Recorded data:
━━━━

PR #17875, opened 2025-09-16
Fixed nesting in orWhere

snipe:
This should fix a nested where query that was returning too many results for the Expiring EOL/Warrantee asset report.


uberbrady (approved):
LGTM!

━━━━

### Exercise goal
Your answer should consist of every record, printed exactly as given.

### Your response
PR #17875, opened 2025-09-16
Fixed nesting in orWhere

snipe:
This should fix a nested where query that was returning too many results for the Expiring EOL/Warrantee asset report.


uberbrady (approved):
LGTM!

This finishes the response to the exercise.